Winterknoblauch hat nicht gern nasse Füsse, er wächst lieber auf einem Damm. (Bild: Eveline Dudda)

Keine nassen Füsse im Winter

Eveline Dudda Kommentare

Im Sommer wäre ich gerne Tag und Nacht im Freien, im Win­- ter ziehe ich die warme Stube vor. Diese Wahl hat mein Ge­müse nicht, es muss draussen bleiben. Dem Wintergemüse macht Kälte wenig aus – zumindest so­lange es keine «nassen Füsse» hat. Bei Staunässe nimmt die Winterhärte rapide ab, und wenn die Wurzeln erst einmal verfault sind, erholt sich die Pflanze mehr. Winterliche Staunässe ist gerade auf den Rietböden im Rheintal keine Seltenheit. Das Nasse-Füsse-Problem lässt sich dort entschärfen, indem man Winterknoblauch, -zwiebeln, -kopfsalat, -spinat usw. auf Dämmen anbaut.

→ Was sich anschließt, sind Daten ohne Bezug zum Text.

PR #776, opened 2016-09-29
[#130583] Updates styles for printing order details

kt32291:
https://pm.tablexi.com/issues/130583

This updates the styles so printing order details (happening specifically in UIC) only takes up a single page.

### DIFF
--- a/vendor/engines/projects/app/views/projects/shared/_select_project.html.haml
+++ b/vendor/engines/projects/app/views/projects/shared/_select_project.html.haml
@@ -1,8 +1,7 @@
 - if order_detail.selectable_projects.any?
-  = f.input :project_id,
-    collection: order_detail.selectable_projects,
-    input_html: { class: "js--chosen", data: { placeholder: t(".placeholder") } },
-    include_blank: true
+  = f.input :project_id do
+    = f.input :project_id, collection: order_detail.selectable_projects, input_html: { class: "js--chosen hide-from-print", data: { placeholder: t(".placeholder") } }, include_blank: true
+    .show-for-print= f.object.project.name if f.object.project
 
   :javascript
     ChosenActivator.activate();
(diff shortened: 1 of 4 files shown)


jhanggi:
I'm using chrome for testing this. It might be worth putting in some targeted selectors for this particular view.

* There's some weird cutting off of the Payment Source value.
* I'm not quite sure what we should do with "Project". If we can, I'd like to hide it if it's just the placeholder text, and show it if there is a value. Might not be worth the effort if it's too difficult. UIC doesn't use that feature, so it might not be a big deal.
* For reservations, the times are out of alignment. I'm not sure I'm that worried about the missing colons there.

jhanggi:
Here's a screenshot of the PDF I got when I printed:

screen shot 2016-09-29 at 5 03 07 pm

vendor/engines/projects/app/views/projects/shared/_select_project.html.haml
```diff
@@ -1,8 +1,7 @@
 - if order_detail.selectable_projects.any?
-  = f.input :project_id,
-    collection: order_detail.selectable_projects,
-    input_html: { class: "js--chosen", data: { placeholder: t(".placeholder") } },
-    include_blank: true
+  = f.input :project_id do
+    = f.input :project_id, collection: order_detail.selectable_projects, input_html: { class: "js--chosen hide-from-print", data: { placeholder: t(".placeholder") } }, include_blank: true
```
jhanggi: Project is still behaving a little weird. There are now two "Project" labels. The input is not being hidden. I think it has to do with the `f.input :project_id` being nested inside another `f.input :project_id`.

screen shot 2016-10-04 at 3 23 10 pm

kt32291:
@jhanggi finally got this fixed!

jhanggi:
Looks good on my mac. Do you have an IE virtual machine to test on since that's the primary place they were seeing this issue?

kt32291:
@jhanggi I do not, but I can try browserstack

kt32291:
@jhanggi just needed one little fix in IE. All good now!

PR #778, opened 2016-09-30
[#124051] Add validation for journal reference length

kt32291:
https://pm.tablexi.com/issues/124051

The journal reference has a database length restriction, but this adds a validation so a reference that is too long for the db can't get past the validation.


jhanggi:
I just pushed up a change that will add the `maxlength` attribute to the form input. I expected it to just be there, but turns out we weren't using the simple_form helpers for those fields.

kt32291:
@jhanggi 👍

PR #1589, opened 2018-06-08
[#142184] Allow customizing error message for non-existent users signing in via SAML

vandrijevik:
# Release Notes

Allow customizing error message for non-existent users signing in via SAML

# Additional Context

The SAML authentication strategy for Devise currently uses the same i18n key for failed logins as other strategies (`devise.failure.invalid`). This PR makes SAML failed logins use `saml_invalid`, so we can customize the messaging in this flow separately from the email & password flow.

### DIFF
--- a/vendor/engines/saml_authentication/lib/saml_authentication/saml_authenticatable_with_custom_error.rb
+++ b/vendor/engines/saml_authentication/lib/saml_authentication/saml_authenticatable_with_custom_error.rb
@@ -16,7 +16,7 @@ module Devise
       # causes Devise to use the error message defined in devise.failure.invalid. That
       # error message is used by other strategies, including the email and password strategy
       # that we also use, so if we change the message we'll incorrectly affect the other
-      # strategies as well. Therefore, we override the m ethod responsible for failing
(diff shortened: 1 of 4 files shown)


vendor/engines/saml_authentication/lib/saml_authentication/saml_authenticatable_with_custom_error.rb
```diff
@@ -0,0 +1,40 @@
...
+
+    class SamlAuthenticatableWithCustomError < SamlAuthenticatable
+
+      private
+
+      # In the original SamlAuthenticatable, this method calls fail!(:invalid), which
+      # causes Devise to use the error message defined in devise.failure.invalid. That
+      # error message is used by other strategies, including the email and password strategy
+      # that we also use, so if we change the message we'll incorrectly affect the other
+      # strategies as well. Therefore, we override the m ethod responsible for failing
```
danhodos: Extra space in a word here

vandrijevik: 🤦‍♂️ Thanks! Fixed in cb82027a9

PR #1591, opened 2018-06-14
[#139111] Do not show canceled reservations on My Reservations screen

vandrijevik:
# Release Notes

Do not show canceled reservations on My Reservations screen

# Additional Context

The ticket mentions that problem reservations should not appear on this screen either; however, from what I can [see in the code](https://github.com/tablexi/nucore-open/blob/0be253c1abda99036b59acb249a4b8a644028e00/app/models/order_detail.rb#L896-L904) only completed reservations can be problematic. Since completed reservations do not appear on the My Reservations screen (which shows only upcoming and in-progress reservations), there was nothing to be done there.

### DIFF
--- a/app/models/order_detail.rb
+++ b/app/models/order_detail.rb
@@ -285,7 +285,12 @@ class OrderDetail < ApplicationRecord
   scope :pending, -> { joins(:order).where(state: %w(new inprocess)).purchased }
 
   scope :with_reservation, -> { purchased.joins(:reservation).order("reservations.reserve_start_at DESC") }
-  scope :with_upcoming_reservation, -> { with_reservation.where(reservations: { actual_start_at: nil }).merge(Reservation.ends_in_the_future) }
+  scope :with_upcoming_reservation, -> {
+    non_canceled.
+    with_reservation.
+      where(reservations: { actual_start_at: nil }).
+      merge(Reservation.ends_in_the_future)
+  }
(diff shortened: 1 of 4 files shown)


app/models/order_detail.rb
```diff
@@ -283,21 +283,15 @@ def can_be_viewed_by?(user)
...
 
-  scope :all_reservations, -> { confirmed_reservations.order("reservations.reserve_start_at DESC") }
+  scope :with_reservation, -> { purchased.joins(:reservation).order("reservations.reserve_start_at DESC") }
+  scope :with_upcoming_reservation, lambda {
+    non_canceled
+      .with_reservation
+      .where(reservations: { actual_start_at: nil })
+      .merge(Reservation.ends_in_the_future)
+  }
+  scope :with_in_progress_reservation, -> { non_canceled.with_reservation.merge(Reservation.relay_in_progress) }
```
meara: I can't remember off the top of my head--do these get ordered elsewhere in the code before they're displayed in the view? I just want to make sure the default ordering in the view(s) hasn't changed.

vandrijevik: The `with_reservation` scope just above, which these two scopes call, includes the order!

Previously, all three scopes included the exact same call to order, so I refactored it into the scope that is used as a base for these.

meara: Ah gotcha. Makes sense!

PR #1596, opened 2018-06-19
[#136143] Fix reservations drag and drop, and edit links for reservations without order

vandrijevik:
# Release Notes

Do not display edit links for reservations without an order, and fix drag and drop editing of reservations

### DIFF
--- a/app/views/reservations/_js_variables.html.haml
+++ b/app/views/reservations/_js_variables.html.haml
@@ -1,5 +1,6 @@
 :javascript
   var events_path     = "#{facility_instrument_reservations_path(@instrument.facility, @instrument, format: 'js', with_details: @instrument.show_details?)}";
+  var orders_path_base = "#{facility_orders_path(@instrument.facility)}";
   var minDate         = "#{@min_date}";
   var maxDate         = "#{@max_date}";
   var maxDaysFromNow  = #{@max_window};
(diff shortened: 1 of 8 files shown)


jhanggi:
I think this is actually ticket #136143. 

Also, the ticket is not entirely clear, but I think we should have an "Edit" link for Admin reservations as well. The path for those is `facilities/:facility/instruments/:instrument/reservations/:reservation_id/edit_admin`. Right now there is no link for those.

app/views/schedule_rules/index.html.haml
```diff
@@ -2,6 +2,7 @@
   = javascript_include_tag "fullcalendar.js", "schedule_rules.js"
   :javascript
     var events_path = "#{url_for(:format => 'js')}";
+    var orders_path_base = "#{facility_orders_path(current_facility)}";
```
jhanggi: I feel like the schedule rules shouldn't need this as that calendar view does not include any actual reservations.

vandrijevik:
@jhanggi I removed `orders_path_base` from the views where it’s unnecessary, and modified the guard clause in the render like we talked about. The ticket says that the edit link is not necessary for admin hold reservations, so I think this should be good now!

app/views/reservations/_js_variables.html.haml
```diff
@@ -1,5 +1,6 @@
 :javascript
   var events_path     = "#{facility_instrument_reservations_path(@instrument.facility, @instrument, format: 'js', with_details: @instrument.show_details?)}";
+  var orders_path_base = "#{facility_orders_path(@instrument.facility)}";
```
jhanggi: I think we don't want it here. The "Edit" link should not appear on the user facing views (new/edit reservation), as it will 404 for non-facility staff/admins. Where else is this partial shared?

vandrijevik: Gotcha! That’s used from `reservations/new` and `reservations/edit`, so I’ve removed it in e2989374c. `orders_path_base` is now defined in a couple of views under `facility_reservations`, and in `instruments/schedule`, which are all places that I think we want this, right?

PR #1600, opened 2018-06-20
[#139111] Do not allow ending a reservation if it is canceled

vandrijevik:
# Release Notes

Do not allow ending a reservation if it is canceled

# Additional Context

While the work in #1591 did not change the behavior of individual reservations listed on the `All` tab, the ticket flagged that a reservation that was canceled after it was started displays an `End Reservation` link that should not be there.


spec/models/reservation_spec.rb
```diff
@@ -1583,4 +1583,34 @@
       it { is_expected.to be_blank }
     end
   end
+
+  describe "#can_switch_instrument_off?" do
+    # let!(:account) { FactoryBot.create(:nufs_account, account_users_attributes: account_users_attributes_hash(user: user)) }
```
jhanggi: Can we remove this commented out code?

vandrijevik: What commented out code? _whistles, looks away in embarrassment_ 🤦‍♂️

PR #1608, opened 2018-06-26
[#140359] Fix SAML logout link error

jhanggi:
# Release Notes

Fix error on logout link when signed in via SSO.

# Additional Context

```
ActionView::Template::Error: undefined method `destroy_saml_authenticatable_with_custom_error_user_session_path
```

Broken after #1589 changed the strategy name to "saml_authenticatable_with_custom_error",
which causes a mismatch with the route. The old version is probably overly general. Within this controller, the winning strategy should always we `saml_authenticatable`.


jhanggi:
I need to get this out as it is causing problems for testing so I'm going to go ahead and merge.

vandrijevik:
Sorry for the breakage and thanks for the fix here, @jhanggi!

Bereits auf einem zehn Zentimeter hohen Erdwall stehen die Pflanzen quasi «über den Dingen» und überwintern besser. Der Nachteil: In sehr niederschlagsarmen Wintern kann es passieren, dass die Dämme austrocknen. Dann muss man auch mal giessen, um Frosttrocknis zu vermeiden. Allerdings nur an frostfreien Tagen und nur mit so viel Wasser, wie der Boden schlucken kann.

Mitunter kann man beobachten, dass das Gemüse in höheren Lagen besser überwintert als im Tal. Das liegt fast immer am Schnee. Unter einer dicken Schicht aus lockerem Schnee kann die Temperatur in Bodennähe bis zu zehn Grad höher ausfallen als über dem Schnee. Nasser Schnee bewirkt allerdings das Gegenteil, er wirkt wie ein Kältespeicher. Man tut den Pflanzen also keinen Gefallen, wenn man nassen Schnee in die Beete schaufelt. Sie freuen sich eher über eine Schneemauer am Beetrand, die die Bise abhält. Wer schon mal im Wind in der Kälte stand, weiss wie sehr die gefühlte Temperatur von der gemessenen Temperatur abweichen kann.

Wintergemüse hat die beneidenswerte Fähigkeit, im Winter die Zahl Moleküle im Gewebe zu erhöhen und natürliche Frostschutzmittel einzulagern. Dieser Prozess braucht allerdings Zeit. Diese Zeit haben die Pflanzen nur, wenn man sie nicht gleich bei der ersten herbstlichen Bise von Kopf bis Fuss einpackt. Am besten greift man erst dann zu einem Vlies oder sonstigem Winterschutz, wenn die Kälte direkt vor der Tür steht – und wir uns gerne ins warme Haus zurückziehen.